Im sich darauf öffnenden Fenster gehst du links unter "Benutzerkonfiguration" auf "Administrative Vorlagen" und dort auf "System" und weiter auf "Treiberinstallation". Doppelklicke auf "Codesignatur für Gerätetreiber". Es öffnet sich ein weiteres Fenster. Dort setzt du die Auswahl auf "Aktiviert" und weiter unten änderst du die Auswahl von "Warnen" auf "Ignorieren".

Mit einem Klick auf "Übernehmen" und "OK" hast du die gewünschte Einstellung.


----------



## Arney (4. Dezember 2009)

*AW: Digitale Treibersignatur Überprüfung abschalten...*



kelevra schrieb:


> Gib im Startmenü
> 
> 
> 
> ...


Danke für den Tipp hat nur leider nicht geholfen.. Was du schreibst wird mit Sicherheit richtig sein aber es hat nicht geklappt ich weiss übrigens garnicht warum ich diese Meldung auf einmal überhaupt bekomme. ich hatte den Rivatuner schon längst installiert gehabt ohne das der Treiber geprüft wurde. Und es hatte alles funktioniert. ich habe mir vor kurzem das Performance Tool von Nvidia runtergeladen und wollte das halt mal testen. Zuvor habe ich den Rivatuner, die selbe Version die ich gerade versuche zu installieren, deinstalliert. Jetzt habe ich den Rivatuner nach deinen Tipp nochmal versucht zu installieren und ich bekomme trotzdem wieder diese Meldung, zuvor funktionierte alles einwandfrei. was kann das sein???


----------



## kelevra (5. Dezember 2009)

*AW: Digitale Treibersignatur Überprüfung abschalten...*

Bei der Installation des nVidia Tools scheint irgendeine Einstellung geändert worden zu sein. Ich kann leider nicht nachvollziehen welche.

Müsste denn nicht beim Installieren zwar die Meldung kommen, jedoch mit der Option "Diesen Treiber trotzdem installieren" oder so ähnlich?


----------



## Arney (5. Dezember 2009)

*AW: Digitale Treibersignatur Überprüfung abschalten...*



kelevra schrieb:


> Bei der Installation des nVidia Tools scheint irgendeine Einstellung geändert worden zu sein. Ich kann leider nicht nachvollziehen welche.
> 
> Müsste denn nicht beim Installieren zwar die Meldung kommen, jedoch mit der Option "Diesen Treiber trotzdem installieren" oder so ähnlich?

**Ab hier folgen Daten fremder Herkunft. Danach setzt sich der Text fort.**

Issue #3457, opened 2020-06-18
Consider failing when number read from JsonObject would overflow


gabor-noenv:
### Version

3.9.1

### Context

When reading a big number from a JsonObject the result may overflow.
I expect it to fail when it happens. Currently it succeeds silently with wrong value returned. 
I believe this is dangerous for the majority of the use-cases. Same applies for JsonArray.
 
### Do you have a reproducer?

```
var json = new JsonObject("{\"amount\": 21474836470}");
long a1 = json.getLong("amount");    // 21474836470
int  a2 = json.getInteger("amount"); // -10

var array = new JsonArray("[21474836470]");
int a3 = array.getInteger(0); // -10
```

vietj:
@pmlopes what's your take on this ?

pmlopes:
@gabor-noenv this is the JVM behavior. For example:

```java
    long l = 21474836470L;
    System.out.println(l);
    int i = (int) l;
    System.out.println(i);
```

Will also print:

```
21474836470
-10
```

Without any exception being thrown. Same goes with non primitive types, for example a `Number` instance for `21474836470` when executing:

```java
Number n = new Long(21474836470);
System.out.println(n.intValue());
```

Will again print `-10`. I am of the opinion that users should know what kind of data their input is, and pick the right getter for it, plus we follow what is _"normal"_ on the JVM.

vietj:
thanks @pmlopes that makes sense.

I think we could provide a `getNumber` method that returns a `Number` that does not make any assumption on the implementation allowing somebody to get the `Number` and be in charge of the conversion.

vietj:
Instead we provide accessors for `java.lang.Number`

PR #3480, opened 2020-07-06
Add getNumber() to JSON types

pmlopes:

Motivation:

Solve #3457

### DIFF
--- a/src/main/java/io/vertx/core/json/JsonArray.java
+++ b/src/main/java/io/vertx/core/json/JsonArray.java
@@ -118,11 +118,11 @@ public class JsonArray implements Iterable<Object>, ClusterSerializable, Shareab
   }
 
   /**
-   * Get the Integer at position {@code pos} in the array,
+   * Get the Number at position {@code pos} in the array,
    *
    * @param pos the position in the array
    * @return the Number, or null if a null value present
-   * @throws java.lang.ClassCastException if the value cannot be converted to Number
+   * @throws java.lang.ClassCastException if the value is not a Number
    */
   public Number getNumber(int pos) {
     return (Number) list.get(pos);
--- a/src/main/java/io/vertx/core/json/JsonArray.java
+++ b/src/main/java/io/vertx/core/json/JsonArray.java
@@ -124,6 +124,17 @@ public class JsonArray implements Iterable<Object>, ClusterSerializable, Shareab
    * @return the Integer, or null if a null value present
    * @throws java.lang.ClassCastException if the value cannot be converted to Integer
    */
+  public Number getNumber(int pos) {
+    return (Number) list.get(pos);
+  }
+
+  /**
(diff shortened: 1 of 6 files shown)


src/main/java/io/vertx/core/json/JsonArray.java
```diff
@@ -117,6 +117,17 @@ public String getString(int pos) {
     }
   }
 
+  /**
+   * Get the Integer at position {@code pos} in the array,
+   *
+   * @param pos the position in the array
+   * @return the Integer, or null if a null value present
+   * @throws java.lang.ClassCastException if the value cannot be converted to Integer
```
julianladisch, line 125: Integer should be replaced by Number in the javadoc

src/main/java/io/vertx/core/json/JsonArray.java
```diff
@@ -117,6 +117,17 @@ public String getString(int pos) {
     }
   }
 
+  /**
+   * Get the Integer at position {@code pos} in the array,
```
julianladisch, line 121:
```suggestion
   * Get the Number at position {@code pos} in the array,
```

src/main/java/io/vertx/core/json/JsonArray.java
```diff
@@ -117,6 +117,17 @@ public String getString(int pos) {
...
+   *
+   * @param pos the position in the array
+   * @return the Number, or null if a null value present
+   * @throws java.lang.ClassCastException if the value cannot be converted to Number
```
julianladisch, line 125:
```suggestion
   * @throws java.lang.ClassCastException if the value is not a Number
```
There is no conversion, only casting.

src/main/java/io/vertx/core/json/JsonObject.java
```diff
@@ -145,6 +145,18 @@ public String getString(String key) {
     }
   }
 
+  /**
+   * Get the Number value with the specified key
+   *
+   * @param key the key to return the value for
+   * @return the value or null if no value for that key
+   * @throws java.lang.ClassCastException if the value is not an Number
```
julianladisch, line 153:
```suggestion
   * @throws java.lang.ClassCastException if the value is not a Number
```

src/main/java/io/vertx/core/json/JsonObject.java
```diff
@@ -394,6 +406,22 @@ public String getString(String key, String def) {
...
   }
 
+  /**
+   * Like {@link #getNumber(String)} but specifying a default value to return if there is no entry.
+   *
+   * @param key the key to lookup
+   * @param def the default value to use if the entry is not present
+   * @return the value or {@code def} if no entry present
+   */
+  public Number getInteger(String key, Number def) {
```
julianladisch, line 416:
```suggestion
  public Number getNumber(String key, Number def) {
```

PR #3491, opened 2020-07-08
ClusteredEventBus config improvements

### LINKED ISSUE #1529: Vertx eventbus cluster issue - version 3.x (cluster host listen on all interfaces)
Follow up to the thread https://groups.google.com/forum/#!topic/vertx/Lh7uc4s_pOg

Please note that i have gone through few of posts like
https://groups.google.com/forum/#!searchin/vertx/cluster$20eventbus/vertx/RisJt07-_IE/Cij3VeALCQAJ
and
https://groups.google.com/forum/#!searchin/vertx/cluster$20eventbus/vertx/UWS0WAwHO6k/NQfkErPVAwAJ

and few more. So this issue is not related to port being blocked by firewall...

Now coming to the issue if we use vertx as API and try to use it in cluster creating vertx object using
Vertx.clusteredVertx(options, handler)

Then if the cluster host is not set on the VertxOptions it defaults to "localhost" even if the cluster is enabled. Thus the only interface its listening on is localhost and two separate machines cannot send/publish messages to each other over eventbus. 

If we want to listen on all interfaces and set clusterhost as "0.0.0.0" then too the eventbus send/publish is not working. The reason being in "ClusteredEventBus"
the "serrverId" is created with combination of host, port. On both the machines it would end up with same values ("0.0.0.0" : <port>)

With this configuration when we do send/publish a message in ClusteredEventBus -> sendToSubs we have a check if the serverID is same as current nodes serverid 

if (!sid.equals(serverID)) {  //We don't send to this node

This is true for as all nodes which have been configured with cluster host as "0.0.0.0". So the message would never be propagated to the remote host/nodes

May be we can use a unique ID auto generated or some other mechanism to get the "serverid" to keep it unique across a cluster configured to listen on all interfaces.

### LINKED ISSUE #2696: Usability: clustered event bus defaults
Currently, there are different processes for configuring clustered eventbus.

- the cluster manager configuration file (eg `cluster.xml` for HZ)
- the `ClusteredEventBusOptions`
- the `Launcher` CLI args (`cluster-host`, `cluster-port`)

When running a Vert.x app from the CLI, or in an executable jar with the `Launcher`, we try to determine a host address if not provided via argument. Then the host/port are set in the `ClusteredEventBusOptions`.

When it starts the `ClusteredEventBus` uses values from options.

There are a number of issues with this process:
- the address chosen by the cluster manager is not always consistent with the address chosen by the CLI
- it's difficult to configure for beginners: users must update the cluster manager configuration file and provide CLI arguments or EB options
- EB options defaults to localhost and when embedding Vert.x, users often forget to set cluster host

For Vert.x 4 we must think about better processes, for a better user experience and less questions/issues posted of course :)

Not all issues need to be solved with code changes: a better documentation about this process can help.

tsegismont:
Resolves #2696, fixes #1529

### DIFF
--- a/src/main/asciidoc/dataobjects.adoc
+++ b/src/main/asciidoc/dataobjects.adoc
@@ -449,7 +449,11 @@ Add an enabled cipher suite, appended to the ordered suites.
 Sets the list of enabled SSL/TLS protocols.
 +++
 |[[host]]`@host`|`String`|+++
-Sets the host.
+Sets the host. Defaults to <code>null</code>.
+ <p>
+ When the clustered eventbus starts, it tries to bind to the provided <code>host</code>.
+ If <code>host</code> is <code>null</code>, then it tries to bind to the same host as the underlying cluster manager.
+ As a last resort, an address will be picked among the available network interfaces.
 +++
 |[[idleTimeout]]`@idleTimeout`|`Number (int)`|+++
 Set the idle timeout, default time unit is seconds. Zero means don't timeout.
--- a/src/main/asciidoc/index.adoc
+++ b/src/main/asciidoc/index.adoc
@@ -842,8 +842,9 @@ one instance. If omitted a single instance will be deployed.
  cluster communication with other Vert.x instances. Default is `0` - which means '_choose a free random port_'. You
  don't usually need to specify this parameter unless you really need to bind to a specific port.
  * `-cluster-host` - If the `cluster` option has also been specified then this determines which host address will be
- bound for cluster communication with other Vert.x instances. By default it will try and pick one from the available
- interfaces. If you have more than one interface and you want to use a specific one, specify it here.
+ bound for cluster communication with other Vert.x instances. If not set, the clustered eventbus tries to bind to the
+ same host as the underlying cluster manager. As a last resort, an address will be picked among the available network
+ interfaces.
  * `-cluster-public-port` - If the `cluster` option has also been specified then this determines which port will be advertised for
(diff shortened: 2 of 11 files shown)


tsegismont:
Do not merge yet, the PR still misses doc updates and new tests.

tsegismont:
@vietj @jponge can you please review? :bow: 

@jponge I'm particularly interested in how this could affect/improve your book code samples.

jponge:
I don't see any public API breaking change here

tsegismont:
@jponge a couple of duplicated `EventBusOptions` defaults have been removed https://github.com/eclipse-vertx/vert.x/pull/3491/files#diff-2212e239df92541d100a82bc3899cb48L70-L79

jponge:
Ok I need to check something for chapter 13 then

jponge:
Ok I tested and if snapshots resolution did not fail me it works. I did a Gradle build scan and it looks like I did use the `vertx-core` build I did locally with your PR.

tsegismont:
Thank you @jponge

tsegismont:
@vietj  test added and doc updated, the PR is ready for final review/merge. Thanks

jponge:
@tsegismont I'll re-run when merged and artefacts published to OSS snapshots just to make sure. I had to use Skaffold with Gradle to test and could not switch it to Maven for that example.

jponge:
Perhaps I forgot but when I tested it worked

tsegismont:
Merged 7201acd94

PR #3494, opened 2020-07-09
If port 0 is selected only select a single port

### LINKED ISSUE #3493: Wildcard port (i.e. port 0) should be shared when created by several instances of the same Verticle
The full details are in this Quarkus issue, but as far as I can see this is only vert.x code so I don't think the Quarkus part is relevant: https://github.com/quarkusio/quarkus/issues/9890

If you set the HTTP port to 0 the every IO thread will open its own HTTP port, but only the last opened one will be reported as the actual port. For HTTPS this causes other problems as the binding is relativity expensive and happens in a sync block, so if you have lots of IO threads they all wait at the sync block and the blocked thread detector prints a warning.

stuartwdouglas:
Current if a wildcard port is select each IO thread will
bind to its own port. This changes things so that all IO 
threads bind to a single port when deployed from the
same verticle. 

This means that wildcard binding outside a verticle will
work the way they currently do, however if a wildcard binding
is done from a verticle with numInstance >1 then all the
instances will share the wildcard port.

Fixes #3493

Signed-off-by: Stuart Douglas <sdouglas@redhat.com>

### DIFF
--- a/src/main/java/io/vertx/core/http/impl/HttpServerImpl.java
+++ b/src/main/java/io/vertx/core/http/impl/HttpServerImpl.java
@@ -19,15 +19,31 @@ import io.netty.channel.group.ChannelGroupFuture;
 import io.netty.channel.group.DefaultChannelGroup;
 import io.netty.util.concurrent.GenericFutureListener;
 import io.netty.util.concurrent.GlobalEventExecutor;
-import io.vertx.core.*;
+import io.vertx.core.AsyncResult;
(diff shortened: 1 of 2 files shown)


cescoffier:
This would need to be backported to the 3.9 branch.

stuartwdouglas:
I opened it against 3.9, it needs to be forward ported to master.

vietj:
I ported it to master

Issue #3487, opened 2020-07-07
Null pointer exception in MultiMap.set


adamdickmeiss:
While upgrading Okapi to latest Vert.x core we encounter null pointer exceptions in io.vertx.core.http.impl.headers.HeadersMultiMap$MapEntry.remove(HeadersMultiMap.java:494)

Using  commit 8377be65e4cfa25e809eab3860186fe2dc590127 (HEAD -> master, origin/master, origin/HEAD)
Author: Caleb Browne <caleb@ploceus.co.uk>
Date:   Tue Jul 7 00:02:22 2020 +0100

Here's a test case that demonstrates the issue .. can be added to VertxHttpHeadersTest.java.
```
  @Test
  public void test1() {
    MultiMap mmap = newMultiMap();
    mmap.set("k", "v");
    for (int i = 0; i < 500; i++) {
      mmap.add(String.valueOf(i), "foo");
    }
    mmap.remove("k");
    mmap.set("k", "w");
    assertEquals("w", mmap.get("k"));
  }
```

We get a null pointer exception in last mmap.set, due to MapEntry.before == null.
The for loop is added to get a hash collision for value of "k".

adamdickmeiss:
Looks like next handling is not really updated for the removal case..

Something like this works better for me:
```
private void remove0(int h, int i, CharSequence name) {
    HeadersMultiMap.MapEntry e = entries[i];
    MapEntry prev = null;
    while (e != null) {
      MapEntry next = e.next;
      CharSequence key = e.key;
      if (e.hash == h && (name == key || AsciiString.contentEqualsIgnoreCase(name, key))) {
        if (prev == null) {
          entries[i] = next;
        } else {
          prev.next = next;
        }
        e.remove();
      }
      prev = e;
      e = next;
    }
  }
```

PR #3496, opened 2020-07-09
Yet another issue related to #3487

adamdickmeiss:
The prev(ous) pointer stays the same when removing.

Signed-off-by: Adam Dickmeiss <adam@indexdata.dk>


vietj:
thanks, I rewrote the logic of this remove0 method recently (because it was complex) and I broke stuff that was not tested.

I did that of course only in master and would not have done that in 3.x

PR #3497, opened 2020-07-10
Context.put and .putLocal should remove if value is null

julianladisch:
Context.put(key, value) and Context.putLocal(key, value) are implemented
with a ConcurrentHashMap that throws NullPointerException if key or value
is null.

For usability remove the key when putting a null value. This is almost
always what the caller wants.

Add javadoc when put, get, remove, putLocal, getLocal, removeLocal
throw NullPointerException.

Signed-off-by: Julian Ladisch <eclipse.org-rtn@ladisch.de>

### DIFF
--- a/src/main/java/io/vertx/core/Context.java
+++ b/src/main/java/io/vertx/core/Context.java
@@ -195,6 +195,7 @@ public interface Context {
    * @param key  the key of the data
    * @param <T>  the type of the data
    * @return the data
+   * @throws NullPointerException  if the specified key is null
    */
   <T> T get(String key);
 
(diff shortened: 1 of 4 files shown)


src/main/java/io/vertx/core/Context.java
```diff
@@ -204,7 +205,8 @@ static boolean isOnVertxThread() {
    * This can be used to share data between different handlers that share a context
    *
    * @param key  the key of the data
-   * @param value  the data
+   * @param value  the data, or null to remove the key
```
vietj, line 208: {@code null} instead

julianladisch: Done.

PR #3641, opened 2020-11-16
Minor update of Serializer for readability

tsegismont:
When a task is complete, we need to:

- complete the original promise (provided by the event bus class)
- make sure task processing continues by polling the queue and checking pending tasks

Instead of implementing this behavior in a single method (SerializerQueue#add), we can separate the concerns in other methods for clarity.


tsegismont:
@vietj here's the minor update I talked about when reviewing #3640

src/main/java/io/vertx/core/eventbus/impl/clustered/Serializer.java
```diff
@@ -127,30 +124,26 @@ void close() {
         tasks.remove().internalPromise.tryFail("Context is closing");
       }
     }
+  }
 
-    private class SerializedTask<U> implements Handler<AsyncResult<U>> {
+  private class SerializedTask<U> {
```
vietj, line 129: why are you removing this ? it allows to save a instance creation

tsegismont: Because with the changes in this PR, it's not needed anymore.

tsegismont: I mean, it's not needed to save an instance creation anymore.

vietj: `task.future().onComplete(v -> processed())` does instantiate a lambda unless we cache it.

If `SerializerTask` is an handler then it could call in handle the `processed()` method

tsegismont: I've updated the PR

src/main/java/io/vertx/core/eventbus/impl/clustered/Serializer.java
```diff
@@ -73,7 +75,8 @@ private void close(Promise<Void> promise) {
     promise.complete();
   }
 
-  private class SerializerQueue {
+  @SuppressWarnings({"rawtypes", "unchecked"})
+  private class SerializerQueue implements Handler<AsyncResult> {
```
vietj, line 79: what is the type arg for AsyncResult ?

tsegismont: It's the same as of `SerializedTask`. But we can't put a wildcard here, the compiler does not accept it.

tsegismont:
@vietj any other comments/concerns?

PR #3642, opened 2020-11-16
JavaDoc that JsonObject#copy and JsonArray#copy make a deep copy

julianladisch:
The JavaDoc should state whether the copy is shallow or deep.


tsegismont (approved):
LGTM, thank you

PR #3643, opened 2020-11-16
Add Future.toCompletableFuture()

julianladisch:
Many use cases require a CompletableFuture, for example
`future.toCompletionStage().toCompletableFuture().get()`
`future.toCompletionStage().toCompletableFuture().isDone()`
`future.toCompletionStage().toCompletableFuture().completeExceptionally(failure)`

Use the shorthand Future.toCompletableFuture method for concise code:
`future.toCompletableFuture().get()`
`future.toCompletableFuture().isDone()`
`future.toCompletableFuture().completeExceptionally(failure)`

Reference:
https://docs.oracle.com/javase/8/docs/api/java/util/concurrent/CompletionStage.html#toCompletableFuture--

### DIFF
--- a/src/main/java/io/vertx/core/Future.java
+++ b/src/main/java/io/vertx/core/Future.java
@@ -317,14 +317,14 @@ public interface Future<T> extends AsyncResult<T> {
   }
 
   /**
-   * Bridges this Vert.x future to a {@link CompletionStage} instance.
+   * Bridges this Vert.x future to a {@link CompletableFuture} instance.
    * <p>
-   * The {@link CompletionStage} handling methods will be called from the thread that resolves this future.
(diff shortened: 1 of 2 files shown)


tsegismont:
@julianladisch the choice of exposing `CompletionStage` only was debated on vertx-dev and we made a decision.

Be careful with:

`future.toCompletionStage().toCompletableFuture().get()`

Most often the future will be completed on an event loop, so this will block it.

julianladisch:
Closing to nudge people not to run a blocking get() on the event thread.

jponge:
Something else to consider is that `CompletableFuture` is both a future and a promise, so it would have been weird to complete a Vert.x future by completing a CF :-)

PR #3653, opened 2020-11-18
Allow space in Windows file path

### LINKED ISSUE #3630: Filesystem.readDir fail on file with space in filename
### Version

3.9.4

### Context

Filesystem methods for read directory failing when directory contains file with space character in filename.

### Root cause

The code is failing in FileResolver.getValidClassLoaderResource because isValidCachePath returns false
```
    private static URL getValidClassLoaderResource(ClassLoader cl, String fileName) {
        URL resource = cl.getResource(fileName);
        return resource != null && !isValidCachePath(fileName) ? null : resource;
    }
```
In isValidCachePath 
```
if (!CACHE_PATH_CHECKER.test(c)) { //where c = 32
     return false;
}
```

### Steps to reproduce

1. Put "some file.txt" into resources.
2. Use Filesystem.readDir(path, handler).

### Extra

Windows 7, Azul Java 11

julianladisch:
A space is a valid character in Windows file path, but
not at the end of a directory or file name.

The path validation is adjusted to reject a space or dot
at the end of a file or directory name.

The \ character is always replaced by a / character so that
it doesn't get URL encoded.

Fixes #3630


vietj:
@julianladisch I'm working on a PR that run test on windows, we should review and merge this PR after the window test PR.

vietj:
@julianladisch see https://github.com/eclipse-vertx/vert.x/pull/3657

vietj:
thanks @julianladisch I took inspiration from your PR and fixed it, I mostly tried to have correct tests for windows.

PR #3655, opened 2020-11-18
Replace SystemUtils.IS_OS_LINUX

julianladisch:
SystemUtils cannot instantiate when running under
Windows and Java 11:

```
java.lang.ExceptionInInitializerError: null
        at java.base/java.lang.String.checkBoundsBeginEnd(String.java:3319)
        at java.base/java.lang.String.substring(String.java:1874)
        at org.apache.commons.lang.SystemUtils.getJavaVersionAsFloat(SystemUtils.java:1133)
        at org.apache.commons.lang.SystemUtils.<clinit>(SystemUtils.java:818)
```

The replacement uses the same os.name string comparison:
https://commons.apache.org/proper/commons-lang/javadocs/api-2.6/src-html/org/apache/commons/lang/SystemUtils.html#line.1153


tsegismont:
Can you explain why it does not work with Java 11 on Windows?

julianladisch:
This is the relevant code:
https://github.com/apache/commons-lang/blob/LANG_2_4/src/java/org/apache/commons/lang/SystemUtils.java#L1115-L1142
```
public static final float JAVA_VERSION_FLOAT = getJavaVersionAsFloat();
private static float getJavaVersionAsFloat() {
    if (JAVA_VERSION_TRIMMED == null) {
        return 0f;
    }
    String str = JAVA_VERSION_TRIMMED.substring(0, 3);    // "11".substring(0, 3) fails
    if (JAVA_VERSION_TRIMMED.length() >= 5) {
        str = str + JAVA_VERSION_TRIMMED.substring(4, 5);
    }
    try {
        return Float.parseFloat(str);
    } catch (Exception ex) {
        return 0;
    }
}
```

`OpenJDK Runtime Environment 18.9 (build 11+28)` has this `java.version` string: `11`

This is two characters long.

The code expects three characters like `1.8` or five characters like `1.3.1`.

Two characters make `substring(0, 3)` fail:

```
testClusterPublicHostHintFromClusterManager(io.vertx.core.eventbus.ClusterHostTest)  Time elapsed: 6.419 sec  <<< ERROR!
java.lang.ExceptionInInitializerError: null
        at java.base/java.lang.String.checkBoundsBeginEnd(String.java:3319)
        at java.base/java.lang.String.substring(String.java:1874)
        at org.apache.commons.lang.SystemUtils.getJavaVersionAsFloat(SystemUtils.java:1133)
        at org.apache.commons.lang.SystemUtils.<clinit>(SystemUtils.java:818)
        at io.vertx.core.eventbus.ClusterHostTest.setUp(ClusterHostTest.java:26)
```

src/test/java/io/vertx/core/eventbus/ClusterHostTest.java
```diff
@@ -14,16 +14,24 @@
...
 public class ClusterHostTest extends VertxTestBase {
+  private static final String OS_NAME = getOsName();
 
   @Override
   public void setUp() throws Exception {
     super.setUp();
-    Assume.assumeTrue(SystemUtils.IS_OS_LINUX);
+    Assume.assumeTrue(OS_NAME.startsWith("Linux") || OS_NAME.startsWith("LINUX"));
+  }
+
```
vietj: can you instead use Netty's `PlatformDependant` util class ?

julianladisch: Yes, done.

vietj:
can you rebase this on latest master ?

PR #3659, opened 2020-11-20
Fix completion handling when removing sub

### LINKED ISSUE #3638: ClusteredEventBus.removeRegistration does not call completionHandler on failure
### Version

3.9.3, present in last 3.9, it seems to be fixed in master

### Context

Closing clustered Vert.x with **custom-provided Infinispan cluster manager**. The CM is closed in `VertxInternal.addCloseHook(...)` handler.

In method `ClusteredEventBus.removeSub` the `completionHandler` is invoked if and only if the `subs.remove(...)` succeeds; if that fails only an error is logged but the handler is not invoked. Consequently the handler for `vertx.close(...)` is never called.

In my case the call fails because the cluster manager is already closed when the eventbus is being unregistered.

### Steps to reproduce

```java
DefaultCacheManager cacheManager = ...
options.setClusterManager(new InfinispanClusterManager(cacheManager));
Vertx.clusteredVertx(options, result -> {
   if (result.failed()) {
      /* ... */
   }
   Vertx vertx = result.result();
   /* ... */
   ((VertxInternal) vertx).addCloseHook(handler -> {
      cacheManager.stop();
      handler.handle(Future.succeededFuture());
   });
   /* ... */
});
```

### Extra

If there is a way to properly close the CM upon Vert.x close please let me know.

tsegismont:
Fixes #3638

Completion handler, if present, should be called in all cases.
When the cluster manager could not find the subscription, it's not necessary to complete with a failure.

### DIFF
--- a/src/main/java/io/vertx/core/eventbus/impl/clustered/ClusteredEventBus.java
+++ b/src/main/java/io/vertx/core/eventbus/impl/clustered/ClusteredEventBus.java
@@ -409,19 +409,12 @@ public class ClusteredEventBus extends EventBusImpl {
 
   private void removeSub(String subName, ClusterNodeInfo node, Handler<AsyncResult<Void>> completionHandler) {
     subs.remove(subName, node, ar -> {
-      if (!ar.succeeded()) {
-        log.error("Failed to remove sub", ar.cause());
-      } else {
-        if (ar.result()) {
-          if (completionHandler != null) {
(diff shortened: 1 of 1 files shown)


tsegismont:
@vietj this is the behavior of 4.0 already, no need for a `master` branch PR.

vietj (approved):

Issue #3617, opened 2020-10-29
Support for setting local source port on WebClientOptions


pantinor:
#### Read me

As a user of WebClient, I would like the ability to configure the local source port in addition to the local address, in cases where a ephemeral source port is not acceptable in deployed production environment.

#### Describe the feature

Addition of setLocalPort on WebClientOptions

#### Use cases

Some servers may have firewall rules in place that limit certain ports or ranges by the source port of the request.  

#### Contribution

It would be best if the vertx team could implement the feature.  If you need assist for us to contribute please let me know, and provide a pointer or brief description of where this addition is most appropriate for implementing.

hradecek:
I've create a PR [1], which is adding a new options `localPort` for `HttpClientOptions` and `NetClientOptions`.
--
[1] https://github.com/eclipse-vertx/vert.x/pull/3660

pantinor:
@hradecek Are we delivering it to WebClientOptions with this PR as well, or is that required to be separate PR ?

vietj:
This should not be in `WebClientOptions` because this applies to all connections created by the client. Instead it should be a `localPort` setting on `HttpRequest` that would set the local port on the `RequestOptions` that are created for `HttpClient`.

So we should proceed to first have a contribution in master to add local port support to `RequestOptions` and then a contribution here.

vietj:
can you reopen in vertx-web project this issue, it is the wrong project

PR #3660, opened 2020-11-21
Customized local port on Net/Http client

hradecek:
**Support for setting local source port**
*Enhancement link*: https://github.com/eclipse-vertx/vert.x/issues/3617

Added new options to `HttpClientOptions` and `NetClientOptions` named `localPort` which is then passed to underlying `io.netty.bootstrap.Bootstrap` at `Transport#configure`.

If  `localPort` is not specified then default value - `0` is used, which means that system will picks the port by itself (ephemeral port), no change in functionality in comparing to current behavior.

### DIFF
--- a/src/main/asciidoc/dataobjects.adoc
+++ b/src/main/asciidoc/dataobjects.adoc
@@ -149,6 +149,10 @@ Set the idle timeout unit. If not specified, default is seconds.
 Set the local interface to bind for network connections. When the local address is null,
  it will pick any local address, the default local address is null.
 +++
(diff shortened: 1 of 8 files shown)


vietj:
For HTTP I think we should use instead `RequestOptions` so its specified per request and not globally

vietj:
For NetClient, I think we could introduce a `ConnectOptions` that would carry it.

vietj:
as I explained this PR cannot work as is, we should proceed as I explained and provide a local port on `RequestOptions` instead to specify the local port when the HTTP connection is asked.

Das stimmt, aber ich bekomme dann auch den Hinweis das einige Teile des zu installierenden Progs nicht funktionieren könnten. Das ist dann auch so. Der Rivatuner erkennt zwar dann meine Graka aber nicht den Treiber dazu das heisst das ich Einstellungen nur begrenzt ändern kann. Ich möchte den Rivatuner dann in der Form auch nicht verwenden weil ich schon denke das die Treibererkennung von Rivatuner wichtig ist damit es nicht zu Instabilitäten kommt.

Ich werde mal ein paar Screenshots machen und dann hier reinstellen. Die Meldung ..kein signierter Treiber... bekomme ich jetzt nicht mehr aber der Rivatuner erkennt den Treiber meiner Graka wie man sieht trotzdem nicht, ist der 191.07. Hat aber vor n paar Tagen noch alles gefunzt... ich weiss gerade nicht weiter.
Hab jetzt EVGA Precision installiert , ohne Probs. Ist doch auch von Guru3d ,wenn ihr noch was wisst dann bitte melden. Danke


----------